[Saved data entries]
Segment Open
PR #32, opened 2016-01-28
Delete Student State ORA fix (Proof-of-concept)

efischer19:
Not at all the final version of this, but I have tested this locally,
and it deletes what we need to delete and seems to solve all the problems
described in TNL-3880.

Pairs with https://github.com/edx/edx-platform/pull/11371

### DIFF
--- a/submissions/api.py
+++ b/submissions/api.py
@@ -643,6 +643,37 @@ def get_latest_score_for_submission(submission_uuid, read_replica=False):
     return ScoreSerializer(score).data
 
 
+def delete_student_item(student_id, course_id, item_id):
+    """
+    EFischer - dev testing this on my devstack, will document more fully after trying proof-of-concept
+    """
+    # Retrieve the student item
+    try:
+        student_item = StudentItem.objects.get(
+            student_id=student_id, course_id=course_id, item_id=item_id
+        )
+        student_item.delete()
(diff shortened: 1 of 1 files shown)


submissions/api.py
```diff
@@ -643,6 +643,37 @@ def get_latest_score_for_submission(submission_uuid, read_replica=False):
...
+def delete_student_item(student_id, course_id, item_id):
+    """
+    EFischer - dev testing this on my devstack, will document more fully after trying proof-of-concept
+    """
+    # Retrieve the student item
+    try:
+        student_item = StudentItem.objects.get(
+            student_id=student_id, course_id=course_id, item_id=item_id
+        )
+        student_item.delete()
```
efischer19: Note to reviewers: the default behavior in django is to cascade on delete (https://docs.djangoproject.com/en/1.8/ref/models/fields/, ctrl-F `on_delete`). Because of this behavior, this single lookup-then-delete will obliterate any trace of this item/student/user triplet in the submissions database.

One thing to investigate - how will this affect data in the `assessment` and `workflow` databases? Those entries are almost always keyed on `submission['uuid']`, so I'd imagine they'll just be orphaned, and possibly still included in a data dump? I'll keep digging there.

efischer19:
Closing in favor of https://github.com/edx/edx-submissions/pull/33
Segment Closed
ASSIGNED TASK: Make an exact transcription of all the records.

WRITTEN ANSWER:
PR #32, opened 2016-01-28
Delete Student State ORA fix (Proof-of-concept)

efischer19:
Not at all the final version of this, but I have tested this locally,
and it deletes what we need to delete and seems to solve all the problems
described in TNL-3880.

Pairs with https://github.com/edx/edx-platform/pull/11371

### DIFF
--- a/submissions/api.py
+++ b/submissions/api.py
@@ -643,6 +643,37 @@ def get_latest_score_for_submission(submission_uuid, read_replica=False):
     return ScoreSerializer(score).data
 
 
+def delete_student_item(student_id, course_id, item_id):
+    """
+    EFischer - dev testing this on my devstack, will document more fully after trying proof-of-concept
+    """
+    # Retrieve the student item
+    try:
+        student_item = StudentItem.objects.get(
+            student_id=student_id, course_id=course_id, item_id=item_id
+        )
+        student_item.delete()
(diff shortened: 1 of 1 files shown)


submissions/api.py
```diff
@@ -643,6 +643,37 @@ def get_latest_score_for_submission(submission_uuid, read_replica=False):
...
+def delete_student_item(student_id, course_id, item_id):
+    """
+    EFischer - dev testing this on my devstack, will document more fully after trying proof-of-concept
+    """
+    # Retrieve the student item
+    try:
+        student_item = StudentItem.objects.get(
+            student_id=student_id, course_id=course_id, item_id=item_id
+        )
+        student_item.delete()
```
efischer19: Note to reviewers: the default behavior in django is to cascade on delete (https://docs.djangoproject.com/en/1.8/ref/models/fields/, ctrl-F `on_delete`). Because of this behavior, this single lookup-then-delete will obliterate any trace of this item/student/user triplet in the submissions database.

One thing to investigate - how will this affect data in the `assessment` and `workflow` databases? Those entries are almost always keyed on `submission['uuid']`, so I'd imagine they'll just be orphaned, and possibly still included in a data dump? I'll keep digging there.

efischer19:
Closing in favor of https://github.com/edx/edx-submissions/pull/33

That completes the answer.